EMBEDDED SOFTWARE
PROGRAMMING EMBEDDED SYSTEMS IN
ASSEMBLY AND C
EMBEDDED SOFTWARE
C AND ASSEMBLY
Many
programmers are more comfortable writing in C, and for good reason: C is a
mid-level language (in comparison to Assembly, which is a low-level language),
and spares the programmers some of the details of the actual implementation.
However,
there are some low-level tasks that either can be better implemented in
assembly, or can only be implemented
in assembly language. Also, it is frequently useful for the programmer to look
at the assembly output of the C compiler, and hand-edit, or hand optimize the assembly code in ways
that the compiler cannot. Assembly is also useful for time-critical or
real-time processes, because unlike with high-level languages, there is no
ambiguity about how the code will be compiled. The timing can be strictly
controlled, which is useful for writing simple device drivers. This section
will look at multiple techniques for mixing C and Assembly program development.
INLINE ASSEMBLY
One of
the most common methods for using assembly code fragments in a C programming
project is to use a technique called inline
assembly. Inline assembly is invoked in different compilers in different
ways. Also, the assembly language syntax used in the inline assembly depends
entirely on the assembly engine used by the C compiler. Microsoft C++, for
instance, only accepts inline assembly commands in MASM syntax, while GNU GCC
only accepts inline assembly in GAS syntax (also known as AT&T syntax).

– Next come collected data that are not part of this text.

PR #840, opened 2021-08-20
Simple dftd3 doc

### LINKED ISSUE #791: SimpleDftD3 undocumented
**Describe the bug**
SimpleDftD3 options does not appear in the manual.

aradi:
Documents the `SimpleDftD3` option.

Closes #791

### DIFF
--- a/doc/dftb+/manual/dftbp.tex
+++ b/doc/dftb+/manual/dftbp.tex
@@ -2714,7 +2714,9 @@ description of the methods see the following subsections):
 \item \is{DftD3}: Dispersion is calculated as in the dftd3
   code~\cite{grimme-jcp-132-154104,grimme-jcp-32-1456-1465} (see
   section~\ref{sec:dftbp.DftD3}). Modification hydrogen bond interaction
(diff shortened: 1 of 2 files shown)


doc/dftb+/manual/dftbp.tex
```diff
@@ -2878,13 +2880,16 @@ \subsubsection{SlaterKirkwood}
 \subsubsection{DftD3}
 \label{sec:dftbp.DftD3}
 
+\textbf{Note:} the \dftbp{} binary must be compiled with the DFT-D3 library
+enabled to use this feature. It is recommended to use the \is{SimpleDftD3}
+dispersion model instead, which offers similar functionality without any library
```
bhourahine, line 2885:
```suggestion
dispersion model instead, which offers similar functionality but without any library
```

bhourahine (approved):
Seems fine, but has the utf8 side-effect (fine if we are adopting this as standard, but should be in the git log somewhere in case of any future issue).

bhourahine:
Just noticed the utf-8 is its own commit, so don't squash...

awvwgk (approved):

This page will discuss some of the basics of mixed-language programming in some
common compilers.
Microsoft C Compiler
Turbo C Compiler
GNU GCC Compiler
Borland C Compiler
LINKED ASSEMBLY
When an
assembly source file is assembled by an assembler, and a C source file is
compiled by a C compiler, those two object
files can be linked together by a linker
to form the final executable. The beauty of this approach is that the assembly
files can written using any syntax and assembler that the programmer is
comfortable with. Also, if a change needs to be made in the assembly code, all
of that code exists in a separate file, that the programmer can easily access.

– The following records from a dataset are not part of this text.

PR #841, opened 2021-08-20
Throw error for non-existent tests

### LINKED ISSUE #671: tests processing misses junk entries - should warn/stop
**Describe the bug**
The autotests 'tests' file will not catch malformed entries that don't correspond to actual test names

**To Reproduce**

Add random entry to 
  test/prog/dftb+/tests
which doesn't correspond to an actual test

**Expected behaviour**

Throwing a warning or error on running ctest

aradi:
Closes #671


bhourahine (approved):
RTG

PR #848, opened 2021-09-13
Include dipole populations in dipole moment

awvwgk:
- relevant for methods evaluated with `tblite` library

### DIFF
--- a/src/dftbp/dftbplus/main.F90
+++ b/src/dftbp/dftbplus/main.F90
@@ -1227,7 +1227,7 @@ contains
     end if
 
     if (this%tDipole .and. .not. allocated(this%reks) .and. .not. this%tRestartNoSC) then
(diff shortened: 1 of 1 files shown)


bhourahine (approved):
Looks good to merge (how did you confirm the sign convention of the dipole term?).

awvwgk:
> how did you confirm the sign convention of the dipole term?

I followed the sign convention of the charge populations in the term above, since we are dealing with a dipole population here the sign has to be switched in the same way.

bhourahine:
Shouldn't there also be an extra energy term that looks like \mu \cdot \nabla V(\bf r) ?

awvwgk:
> Shouldn't there also be an extra energy term that looks like \mu \cdot \nabla V(\bf r) ?

Not completely following you here, how does this affect the total dipole moment?

bhourahine:
Sorry, should have been a comment in #847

The only disadvanges of mixing assembly and C in this way are that a)both the assembler
and the compiler need to be run, and b) those files need to be manually linked
together by the programmer. These extra steps are comparatively easy, although
it does mean that the programmer needs to learn the command-line syntax of the
compiler, the assembler, and the linker.
INLINE ASSEMBLY VS. LINKED ASSEMBLY
ADVANTAGES OF INLINE ASSEMBLY:
Short
assembly routines can be embedded directly in C function in a C code file. The
mixed-language file then can be completely compiled with a single command to
the C compiler (as opposed to compiling the assembly code with an assembler,
compiling the C code with the C Compiler, and then linking them together). This
method is fast and easy. If the in-line assembly is embedded in a function,
then the programmer doesn't need to worry about #Calling_Conventions, even when
changing compiler switches to a different calling convention.

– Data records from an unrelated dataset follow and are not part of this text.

PR #850, opened 2021-09-13
Enable xTB Hamiltonian for real-time propagation

awvwgk:
- [x] include atomic dipoles and quadrupole correctly
- [x] tests
- [x] documentation
- [x] changelog


awvwgk:
The routine to look into for the multipole populations is probably `getChargeDipole`:

https://github.com/dftbplus/dftbplus/blob/ee255735ba8c1280d5072d8bac9ffab700599b95/src/dftbp/timedep/timeprop.F90#L1328-L1330

Anything else I should be aware of when making the time propagation routines aware of the multipolar contributions to the Hamiltonian?

bhourahine:
The following simple input segfaults:

>  Geometry = GenFormat {
>    2  C
>    H
>    1 1 0 0 0
>    2 1 0 0 .7
>}
>Hamiltonian = xTB {
>method = "GFN2-xTB"
>}
>ElectronDynamics = {
>  Steps = 20000
>  TimeStep [au] = 0.2
>}

awvwgk:
At the moment the dipole and quadrupole populations are not propagated and remain at the initial density while the charges are propagated. We have to calculate the dipole and quadrupole populations in `getChargeDipole` as well, this might require inverting the dipole and quadrupole integral matrix in the same way the overlap is inverted, but I haven't yet written down all the math for this.

bhourahine:
Would only propagating the density matrix (as already done) and re-evaluating them from this not work? For a static structure, no integral evaluations would be needed, only if the atoms also move.

awvwgk:
The charge populations are currently calculated from the propagated density matrix in

https://github.com/dftbplus/dftbplus/blob/f71e42e6e86eb969dedb191bc40328d67d6b63dc/src/dftbp/timedep/timeprop.F90#L1382-L1390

ADVANTAGES OF LINKED ASSEMBLY:
If a new
microprocessor is selected, all the assembly commands are isolated in a
".asm" file. The programmer can update just that one file -- there is
no need to change any of the ".c" files (if they are portably
written).
CALLING CONVENTIONS
When
writing separate C and Assembly modules, and linking them with your linker, it
is important to remember that a number of high-level C constructs are very
precisely defined, and need to be handled correctly by the assembly portions of
your program. Perhaps the biggest obstacle to mixed-language programming is the
issue of function calling conventions. C functions are all implemented
according to a particular convention that is selected by the programmer (if you
have never "selected" a particular calling convention, it's because
your compiler has a default setting). This page will go through some of the
common calling conventions that the programmer might run into, and will
describe how to implement these in assembly language.
Code
compiled with one compiler won't work right when linked to code compiled with a
different calling convention. If the code is in C or another high-level
language (or assembly language embedded in-line to a C function), it's a minor
hassle -- the programmer needs to pick which compiler / optimization switches
she wants to use today, and recompile
every part of the program that way. Converting assembly language code to use a
different calling convention takes more manual effort and is more bug-prone.
Unfortunately,
calling conventions are often different from one compiler to the next -- even
on the same CPU. Occasionally the calling convention changes from one version
of a compiler to the next, or even from the same compiler when given different
"optimization" switches.
Unfortunately,
many times the calling convention used by a particular version of a particular
compiler is inadequately documented. So assembly-language programmers are
forced to use reverse engineering techniques to figure out the exact details
they need to know in order to call functions written in C, and in order to
accept calls from functions written in C.
The
typical process is:
write a
".c" file with stubs ...
details??? ... ... exactly the same number and type of inputs and outputs
that you want the assembly-language function to have.
Compile
that file with the appropriate switches to give a mixed assembly-language-with-c-in-comments
file (typically a ".cod" file). (If your compiler can't produce an
assembly language file, there is the tedious option of disassembling the binary
".obj" machine-code file).
Copy that
".cod" file to a ".asm" file. (Sometimes you need to strip
out the compiled hex numbers and comment out other lines to turn it into
something the assembler can handle).
Test the
calling convention -- compile the ".asm" file to an ".obj"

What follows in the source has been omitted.